El 86% de la población en contra de la aplicación del 2x1 a los genocidas. 500.000 personas en Plaza de Mayo y concentraciones en muchas plazas de todo el país. Los legisladores oficialistas obligados a presentar una ley que revierte el fallo que su gobierno alentó. Los legisladores de todos los partidos obligados a descartar negociaciones y aprobar esa ley en tiempo record. El gobierno nacional obligado a travestir su discurso y sumarse a la condena general. La jerarquía católica obligada a diluir una propuesta tan vergonzante que ni se animó a explicitar. Y un mar de pañuelos blancos que ondearon cubriéndolo todo.
¿Qué fue lo que produjo tanta unanimidad en el rechazo?
Lo ocurrido es una muestra de lo que llamamos la “instalación cultural” de los derechos humanos. A partir de la Declaración Universal (1948) se desencadenó la “instalación jurídica” de los derechos humanos gracias a los tratados, pactos y convenciones que fueron aprobándose en estas siete décadas. Esta instalación se duplicó con la “instalación institucional” al generarse todo tipo de comisiones, secretarías, defensorías, centros, asambleas… diferentes instituciones que posibilitan el real acceso a las normas jurídicas que consagran los distintos derechos. Pero lo más impresionante es la “instalación cultural” por la que, a partir de la recuperación de la democracia y cada vez más, los derechos humanos “están en la boca de todos” y son un discurso nuevo que circula, se replica y se define por la universalidad de los hablantes (docentes, estudiantes, comunicadores, movimientos sociales, habitantes barriales, etc. etc…) y por la apropiación subjetiva del discurso; “tengo derechos” “soy sujeto de los derechos”, “los derechos que me corresponden”. Derechos que no dependen de la dádiva, ni de la concesión graciosa del poderoso, ni de ninguna condición de mérito o logro. Una verdadera novedad autoidentitaria.
En segundo lugar esa instalación cultural que progresó desde abajo y fue ganando terreno merced al trabajo constante de las organizaciones de derechos humanos y de un sinnúmero de organizaciones sociales y culturales, encontró luego expresión y consolidación en las políticas públicas en derechos humanos que se formularon y desarrollan durante toda la década pasada.
Esta secuencia, un sólido y progresivo desarrollo desde abajo y su posterior reconocimiento y apoyo desde el aparato del Estado, ha conseguido que la instalación cultural de los derechos humanos tenga hoy la fuerza necesaria como para no ser afectada ni por la descalificación presidencial –el “curro de los derechos humanos”, el intento de borrar el feriado del 24 de marzo– ni por las reiteradas afirmaciones negacionistas de sus funcionarios más cercanos, ni por la merma en la financiación a los programas de derechos humanos.

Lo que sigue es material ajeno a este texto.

PR #7597, opened 2023-11-20
refactor(bigquery): move `BigQueryType` to use sqlglot for type parsing and generation

### LINKED ISSUE #7531: feat: Add from_string method on BigQueryType to support integration with dbt-ibis

I've created https://github.com/binste/dbt-ibis so that dbt models can be written with Ibis. The integration with various Ibis backends is rather straightforward and the package already supports 8 backends. The only thing I usually need is to be able to convert a column data type as it appears in the database, for example `NUMERIC(38, 10)`, to an `ibis.expr.datatypes.core.DataType` (relevant code in `dbt-ibis` is [here](https://github.com/binste/dbt-ibis/blob/main/dbt_ibis/_dialects.py#L47) for reference). 

With the refactoring in Ibis 7, for most backends this got very easy as I can just use the dialect specific type mappers in `ibis.backends.base.sqlglot.datatypes` such as `DuckDBType` as they all have a `from_string` classmethod.

The BigQuery backend in Ibis does not use SQLGlot and the `ibis.backends.bigquery.datatypes.BigQueryType` class does not have a `from_string` method defined. Would it be possible to add this?

7.0.0 and I also checked master

_No response_

### Code of Conduct

cpcloud:
This PR moves the BigQuery type mapper to use sqlglot instead of the string munging we are currently using. Closes #7531.

### DIFF
--- a/ibis/backends/bigquery/datatypes.py
+++ b/ibis/backends/bigquery/datatypes.py
@@ -1,101 +1,124 @@
 from __future__ import annotations
 
 import google.cloud.bigquery as bq
-import sqlglot as sg
+import sqlglot.expressions as sge
 
 import ibis
 import ibis.expr.datatypes as dt
 import ibis.expr.schema as sch
-from ibis.formats import SchemaMapper, TypeMapper
-
-_from_bigquery_types = {
-    "INT64": dt.Int64,
-    "INTEGER": dt.Int64,
-    "FLOAT": dt.Float64,
-    "FLOAT64": dt.Float64,
-    "BOOL": dt.Boolean,
-    "BOOLEAN": dt.Boolean,
-    "STRING": dt.String,
-    "DATE": dt.Date,
-    "TIME": dt.Time,
-    "BYTES": dt.Binary,
-    "JSON": dt.JSON,
-}
+from ibis.backends.base.sqlglot.datatypes import SqlglotType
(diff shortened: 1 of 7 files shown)


kszucs:
It looks like a refactor rather than a new feature. Can you update the commit message?

ibis/backends/bigquery/datatypes.py
```diff
@@ -1,101 +1,124 @@
...
+    def _from_sqlglot_GEOGRAPHY(cls) -> dt.Decimal:
+        return dt.GeoSpatial(
+            geotype="geography", srid=4326, nullable=cls.default_nullable
+        )
+
+    @classmethod
+    def _from_sqlglot_TINYINT(cls) -> dt.Int64:
+        return dt.Int64(nullable=cls.default_nullable)
+
+    _from_sqlglot_UINT = (
```
kszucs, line 49: This is hard to read, I assume ruff formats it this way. 
Perhaps we should have a way to update the type mapping in a more convenient way.

kszucs (approved):
Besides the commit message it LGTM.

cpcloud:
It's both a feature (the addition of `from_string`, achieved by subclassing `SqlglotType`) and a refactor (the majority of the changes here).

Given the latter, I think it does make sense to use `refactor` here.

Más aun, y esto es lo más significativo, la instalación los derechos humanos en la cultura no parece haber sido afectada ni siquiera por el constante empeño de los medios más concentrados, los que desde el momento mismo de la asunción de nuevo gobierno –la nota de La Nación de diciembre de 2015 es quizás el caso paradigmático– pusieron en marcha una campaña a favor de la teoría de los dos demonios, del negacionismo, del fin de los juicios de lesa humanidad, del arresto domiciliario y de la liberación de los genocidas. La gigantesca y multisectorial movilización del diez de diciembre demuestra que tampoco esa generalizada campaña mediática pudo hacer mella en una cultura de los derechos humanos que, con una energía sorprendente, se manifiesta dispuesta a no permitir que se traspongan ciertos límites que casi unánimemente considera absolutos.
Un atisbo de lo que hoy vivimos fueron las convocatorias en contra de los femicidios y a favor de mantener el 24 de marzo como fecha inamovible. En ambos casos la ciudadanía definió el límite absoluto, el nunca más, el ni una menos, una raya que ya no se puede cruzar… como tantas veces antes fuera cruzada y violada.

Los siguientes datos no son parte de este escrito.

PR #7605, opened 2023-11-22
fix(flink): quote SQL identifiers indiscriminately

deepyaman:
Needed to update the list for Flink (ran into a couple of issues today, with `TIME` and `VALUE`).


pyproject.toml
```diff
@@ -376,7 +376,7 @@ show_deps = true
 [tool.codespell]
 # local codespell matches `./docs`, pre-commit codespell matches `docs`
 skip = "*.lock,.direnv,.git,./docs/_freeze,docs/_freeze/**,*.svg,*.css,*.html,*.js"
-ignore-regex = '\b(i[if]f|I[IF]F|AFE)\b'
+ignore-regex = '\b(i[if]f|I[IF]F|AFE|inout)\b'
```
deepyaman, line 379: Would be great if inline ignores were supported, but [they're not](https://github.com/codespell-project/codespell/issues/1212).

Un tercer señalamiento: en este caso, el límite insoportable ha sido el de la impunidad. O quizás más precisamente aun, la posibilidad que la impunidad posibilita: toparnos a los genocidas por la calle o compartir con ellos lugares de vivienda, de transporte, ¡de recreación! Esta idea, vista desde la perspectiva de los derechos humanos permitió una unanimidad, una certeza, una fortaleza insospechada: no lo queremos así, no lo permitiremos así, haremos lo que sea necesario para que nunca más esto ocurra. Todos y todas, pacífica y poderosamente hemos decidido que esto no. Nunca más.
El mar de pañuelos será, para siempre, un símbolo nuevo y una promesa firme. Porque miles y miles de pañuelos multiplican el puñado que hace cuarenta años comenzara a marchar en la Plaza de Mayo.
* Docentes-investigadores. Universidad Nacional de Quilmes.